The landscape of life sciences research is being transformed as the precision of molecular dynamics simulations becomes virtually indistinguishable from that of wet-lab experiments. Molecular Dynamics (MD) simulations vary in the methods used to calculate forces. Classical molecular dynamics enables rapid simulations through the application of a predetermined interatomic potential function, while ab initio molecular dynamics utilizes potential derived from the electronic structure of molecules, providing accurate molecular characterizations but facing the challenge of excessive computational overheads for large systems. Recently, machine learning force fields (MLFFs) have shed light on balancing the accuracy and efficiency by fitting an inter-atomic potential while the high-quality data at ab initio accuracy is a prerequisite.
Several MD datasets have been generated at the Density Functional Theory (DFT) level. However, the computational cost increases cubically with the number of atoms, these datasets primarily focus on small organic molecules and have a limited variety of conformations. Our goal is to generate a comprehensive, full-atom protein MD dataset that explores the nearly entire conformational space. This will enhance the applicability of MLFFs for protein dynamics and enable the detection of protein behaviors that classical MD simulations cannot achieve.
In this study, we focus on the simplest protein, Chignolin, which has only 166 atoms. The key challenge is how to fully explore the conformational space of proteins at the DFT level. According to our preliminary experiments, simulating Chignolin to a microsecond will take more than 28,000 years by quantum simulation. Thus, we design a novel technology by combining a series of classic MD simulations and quantum MD simulations and reduce the computational time from 28,000 years to 3 months. As shown in the poster image, we employ replica exchange MD and conventional MD to comprehensively explore the conformational space of Chignolin. Then we select the representative structures from massive simulation trajectories as "anchors" of the protein. The concept of "anchor" is key to our data generation technology. They are derived from fast classic MD simulations, represent the potential energy surface of the protein and are then fed into quantum simulation for accurate energy and force calculation.

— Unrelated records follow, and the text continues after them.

PR #7999, opened 2020-06-02
Enable gateways to resolve hostnames to IPv4 addresses

freddygv:
This PR enables Terminating Gateways and Mesh Gateways to resolve hostnames.

The DNS resolution will be handled by Envoy and defaults to [LOGICAL_DNS](https://www.envoyproxy.io/docs/envoy/v1.14.1/intro/arch_overview/upstream/service_discovery#logical-dns). This discovery type can be overridden on a per-gateway basis with the `envoy_dns_discovery_type` [Gateway Option](https://github.com/hashicorp/consul/blob/21ff48eca797d0926f9a980e3fb95c8f95e2f7ef/website/pages/docs/connect/proxies/envoy.mdx#gateway-options).

If a service contains an instance with a hostname as an address we set the Envoy cluster to use DNS as the discovery type rather than EDS. Since both mesh gateways and terminating gateways route to clusters using SNI, whenever there is a mix of hostnames and IP addresses associated with a service we use the hostname + CDS rather than the IPs + EDS.

Note that we detect hostnames by attempting to parse the service instance's address as an IP. If it is not a valid IP we assume it is a hostname.

PR #13422, opened 2022-06-10
xds: allow for peered upstreams to use tagged addresses that are hostnames

rboyer:
### Description

Mesh gateways [can use hostnames in their tagged addresses](https://github.com/hashicorp/consul/pull/7999/files). This is useful if you were to expose a mesh gateway using a cloud networking load balancer appliance that gives you a DNS name but no reliable static IPs.

Envoy cannot accept hostnames via EDS and those must be configured using CDS. There was already logic when configuring gateways in other locations in the code, but given the illusions in play for peering the downstream of a peered service wasn't aware that it should be doing that.

Also:
- ensuring that we always try to use wan-like addresses to cross peer boundaries.

### Links

- [Asana - wan hostnames](https://app.asana.com/0/1201832349181086/1202428211194184/f)
- [Asana - wan addr](https://app.asana.com/0/0/1202428211194183/f)


agent/proxycfg/testing_peering.go
```diff
@@ -51,6 +51,16 @@ func TestConfigSnapshotPeering(t testing.T) *ConfigSnapshot {
 							Service: "payments-sidecar-proxy",
```
rboyer, line 51: There are two cross-peer upstreams here and I've only adjusted one of them so we can test both scenarios at once.

agent/xds/endpoints.go
```diff
@@ -96,14 +96,20 @@ func (s *ResourceGenerator) endpointsFromSnapshotConnectProxy(cfgSnap *proxycfg.
...
+
 		endpoints, ok := cfgSnap.ConnectProxy.PeerUpstreamEndpoints[uid]
 		if ok {
 			la := makeLoadAssignment(
 				clusterName,
 				[]loadAssignmentEndpointGroup{
 					{Endpoints: endpoints},
 				},
-				cfgSnap.Locality,
+				GatewayKey{ /*empty so it never matches*/ },
```
rboyer, line 112: For the EDS cases, this ensures we use wan-like addresses.

agent/xds/clusters.go
```diff
@@ -602,6 +596,35 @@ func (s *ResourceGenerator) makeUpstreamClusterForPeerService(
...
+
+		useEDS := true
+		if _, ok := cfgSnap.ConnectProxy.PeerUpstreamEndpointsUseHostnames[uid]; ok {
+			useEDS = false
+		}
+
+		// If none of the service instances are addressed by a hostname we
+		// provide the endpoint IP addresses via EDS
+		if useEDS {
+			c.ClusterDiscoveryType = &envoy_cluster_v3.Cluster_Type{Type: envoy_cluster_v3.Cluster_EDS}
```
kisunji, line 608: nit: this is already set in L583

kisunji (approved):

agent/xds/clusters.go
```diff
@@ -1054,17 +1077,39 @@ func (s *ResourceGenerator) makeGatewayCluster(snap *proxycfg.ConfigSnapshot, op
...
+	return cluster
+}
+
+func configureClusterWithHostnames(
+	logger hclog.Logger,
+	cluster *envoy_cluster_v3.Cluster,
+	dnsDiscoveryType string,
+	// hostnameEndpoints is a list of endpoints with a hostname as their address
+	hostnameEndpoints structs.CheckServiceNodes,
+	// isRemote determines whether the cluster is in a remote DC and we should prefer a WAN address
```
freddygv, line 1100:
```suggestion
	// isRemote determines whether the cluster is in a remote DC or partition and we should prefer a WAN address
```

freddygv (approved):
LGTM, one minor suggestion

PR #13432, opened 2022-06-13
[docs] update terminating gateway docs for trust store path

kschoche:
### Description

With Consul Helm chart `0.44.0` the default envoy proxy image is no longer based on the alpine base image, the trust store location is changed in this base image and needs to be updated in our docs when specifying the config-entry.

This should help users avoid situations like: https://github.com/hashicorp/consul-k8s/issues/1262

### Links

### PR Checklist

* [ ] updated test coverage
* [x] not a security concern

### DIFF
--- a/website/content/docs/k8s/connect/terminating-gateways.mdx
+++ b/website/content/docs/k8s/connect/terminating-gateways.mdx
@@ -205,13 +205,15 @@ metadata:
 spec:
   services:
     - name: example-https
-      caFile: /etc/ssl/cert.pem
+      caFile: /etc/ssl/certs/ca-certificates.crt
 ```
 
 </CodeBlockConfig>
 
-~> If TLS is enabled a `caFile` must be provided, it must point to the system trust store of the terminating gateway
-container (`/etc/ssl/cert.pem`).
+~> If TLS is enabled a `caFile` must be provided, it must point to the system trust store of the terminating gateway container (`/etc/ssl/certs/ca-certificates.crt`).
+
+~> If TLS is enabled and you are using Consul Helm chart 0.43 or older, or an Envoy image with an alpine base
+image, use the following location for the ca certificate file `caFile: /etc/ssl/cert.pem`.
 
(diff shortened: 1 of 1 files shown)


website/content/docs/k8s/connect/terminating-gateways.mdx
```diff
@@ -205,13 +205,15 @@ metadata:
...
 ```
 
 </CodeBlockConfig>
 
-~> If TLS is enabled a `caFile` must be provided, it must point to the system trust store of the terminating gateway
-container (`/etc/ssl/cert.pem`).
+~> If TLS is enabled a `caFile` must be provided, it must point to the system trust store of the terminating gateway container (`/etc/ssl/certs/ca-certificates.crt`).
+
+~> If TLS is enabled and you are using Consul Helm chart 0.43 or older, or an Envoy image with an alpine base
+image, use the following location for the ca certificate file `caFile: /etc/ssl/cert.pem`.
```
trujillo-adam, line 216:
```suggestion
If TLS is enabled, you must include the `caFile` parameter  that points to the system trust store of the terminating gateway container. By default, the trust store is located in the `/etc/ssl/certs/ca-certificates.crt` directory.

Configure the `caFile` parameter to point to the `/etc/ssl/cert.pem` directory if TLS is enabled and you are using one of the following components:
 * Consul Helm chart 0.43 or older 
 * Or an Envoy image with an alpine base image
```
I don't think these need to be in callout boxes. They seem to be directly related to the topic being described. 
I also thought the second paragraph might be easier to parse as a list, but feel free to ignore that suggestion.

trujillo-adam (commented):
A few suggestions

website/content/docs/k8s/connect/terminating-gateways.mdx
david-yu: I agree would be good to call this out in a regular paragraph instead of a callout box.

david-yu (approved):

By taking the advantages from both sides, anchors connect between classic MD and quantum MD and complete the task with acceptable time consumption. As a result, 2 million samples are generated by employing over 7 million CPU core hours in 3 months.

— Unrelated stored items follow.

PR #13435, opened 2022-06-14
peering: intentions list test

acpana:
### Description
This diff adds a test to prove that the http api can list intentions for peered services. 

#### links

* [asana](https://app.asana.com/0/1201631904755166/1202439043013562/f)

### DIFF
--- a/agent/intentions_endpoint_test.go
+++ b/agent/intentions_endpoint_test.go
@@ -62,9 +62,10 @@ func TestIntentionList(t *testing.T) {
 			ids = append(ids, reply)
 		}
 
+		// set up an intention for a peered service
 		// TODO(peering): when we handle Upserts, we can use the for loop above. But it may be that we
 		// rip out legacy intentions before supporting that use case so run a config entry request instead here.
-		testutil.RunStep(t, "set up peered intention", func(t *testing.T) {
+		{
 			configEntryIntention := structs.ServiceIntentionsConfigEntry{
 				Kind: structs.ServiceIntentions,
 				Name: "bar",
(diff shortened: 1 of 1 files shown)


agent/intentions_endpoint_test.go
```diff
@@ -62,6 +62,35 @@ func TestIntentionList(t *testing.T) {
 			ids = append(ids, reply)
 		}
 
+		// TODO(peering): when we handle Upserts, we can use the for loop above. But it may be that we
+		// rip out legacy intentions before supporting that use case so run a config entry request instead here.
+		testutil.RunStep(t, "set up peered intention", func(t *testing.T) {
```
kisunji, line 67: this shouldn't be in a subtest; it's setup code that belongs in the same level as the writes above. You could alternatively wrap it in braces to distinguish the setup from the actual assertion tests
```
// SETUP
{
...
}
```

agent/intentions_endpoint_test.go
```diff
@@ -71,21 +100,23 @@ func TestIntentionList(t *testing.T) {
 		require.NoError(t, err)
 
 		value := obj.(structs.Intentions)
-		require.Len(t, value, 4)
+		require.Len(t, value, 5)
 
-		require.Equal(t, []string{"bar->db", "foo->db", "zim->gir", "*->db"},
+		require.Equal(t, []string{"bar->db", "foo->db", "zim->gir", "peered->bar", "*->db"},
```
kisunji, line 105: We probably want an assertion for the `Peer` field as well

kisunji (commented):
Some minor comments but looks good!

agent/intentions_endpoint_test.go
acpana: ✅

kisunji (approved):

PR #13438, opened 2022-06-14
Add server local blocking queries and watches

mkeeler:
### Description
For some upcoming work we have a need to watch the local memdb in a manner similar to how the agent Cache is used today.

This PR implements that mechanism.

* Unit Tests

### PR Checklist

* [x] updated test coverage
* [x] not a security concern


agent/consul/watch/server_local.go
```diff
@@ -0,0 +1,277 @@
...
+//
+// Similar to the older method:
+//
+// 1. Errors returned from the query will be propagated back to the caller.
+//
+// The query function must follow these rules:
+//
+//   1. To access data it must use the passed in StoreType (which will be a state.Store when
+//      everything gets stiched together outside of unit tests).
+//   2. It must return an index greather than the minIndex if the results returned by the query
```
boxofrad, line 68:
```suggestion
//   2. It must return an index greater than the minIndex if the results returned by the query
```

agent/consul/watch/server_local.go
```diff
@@ -0,0 +1,277 @@
...
+		if err := ws.WatchCtx(ctx); err != nil {
+			// exit if the context was cancelled
+			return index, result, nil
+		}
+
+		select {
+		case <-state.AbandonCh():
+			return index, result, nil
+		default:
+		}
```
boxofrad, line 168: The first time I read this, I thought that abandoning the state store would cause the above `WatchCtx` to block forever (so we'd never reach this `select`). I now realise that it's fine because we add the `AbandonCh` to the watchset on L106. Would you mind adding a comment to point this out for future readers? 😄

agent/consul/watch/server_local_test.go
```diff
@@ -0,0 +1,424 @@
...
+		})
+
+	err := ServerLocalNotify(ctx, "test", provider.getStore, provider.query, provider.notify)
+	require.NoError(t, err)
+
+	// wait for the context cancellation which will happen when the "query" func is run the third time
+	<-ctx.Done()
+	// wait another 100ms so that when the mock expectations are checked we would have had time to pick
+	// up on any extra invocations if the notification wasn't cancelled successfully.
+	time.Sleep(100 * time.Millisecond)
```
boxofrad, line 367: Totally not a comment on your approach here, but I really wish there were a way to achieve this without sleeping, that didn't introduce extra complexity (like threading in a done channel) 🤔

boxofrad (approved):
This is great, nice job! 👏🏻 🎉

agent/consul/watch/server_local.go
mkeeler: Sure. I will add a comment both where we call WatchCtx and where the abandon chan is added to the watch set

agent/consul/watch/server_local_test.go
mkeeler: I threaded through a done function (for package internal use only) and then modified the tests to pass that in and wait for the cancellation to finish.

PR #13444, opened 2022-06-14
connect: Use Envoy 1.22.2 instead of 1.22.1

eculver:
### Description
When I originally updated the latest versions in #13431, the latest version was 1.22.1. Since then, Envoy has released 1.22.2. It was really confusing for a bit. This updates to use the latest latest. 

Note: I originally wrote 1.22.2 in the changelog entry by mistake, but it turns out that's what we want 🤷🏼 .

CI will tell us.

### Links
[CTIA-31](https://hashicorp.atlassian.net/browse/CTIA-31).


agent/xds/envoy_versioning_test.go
```diff
@@ -136,8 +136,8 @@ func TestDetermineSupportedProxyFeaturesFromString(t *testing.T) {
 	for _, v := range []string{
 		"1.19.0", "1.19.1", "1.19.2", "1.19.3", "1.19.4", "1.19.5",
 		"1.20.0", "1.20.1", "1.20.2", "1.20.3", "1.20.3",
-		"1.21.1", "1.21.2", "1.21.3",
-		"1.22.0", "1.22.1",
+		"1.21.0", "1.21.2", "1.21.3", "1.21.4",
```
rboyer, line 139: where did `1.21.1` go in the test?

rboyer (approved):

agent/xds/envoy_versioning_test.go
eculver: oh whoops.

rboyer (approved):

PR #13447, opened 2022-06-14
feat: check mesh write acl for destinations

DanStough:
### Description
We are adding support for Destinations (nodeless egress services) in Consul Terminating Gateways. This PR adds checks ACL enforcement for `mesh:write` on `service-defaults` with a `destination`. This includes modifying an existing destination.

An interesting thing is to utilize the dataset to train MLFF and run MD simulations driven by the model to gain new insights into protein dynamics. During the model training, we have found that the more data is incorporated, the better the model’s performance. Furthermore, when performing MD simulations powered by the model, a protonation process has been detected when a hydrogen bonded to a nitrogen is attracted by an oxygen atom in another residue and form a steady bond. This can serve as a starting point to study the phenomenon that classic MD cannot do. By utilizing the dataset (AIMD-Chig: exploring the conformational space of 166-atom protein Chignolin with ab initio molecular dynamics (figshare.com)), a large variety of research can be conducted to study the protein dynamics with ab initio accuracy.
This dataset is part of the outcomes of a larger project known as AI-powered Ab Initio Molecular Dynamics (AI2BMD) (AI2BMD: efficient characterization of protein dynamics with ab initio accuracy | bioRxiv), which makes use of AI to do fast molecular dynamics simulation for large molecular systems with near ab initio accuracy. It achieves near ab initio accuracy for energy and force calculations of proteins containing over 10,000 atoms. With the ability of simulating protein dynamics at ab initio accuracy, the project effectively complements laboratory experiments in understanding the dynamic aspects of various biochemical processes.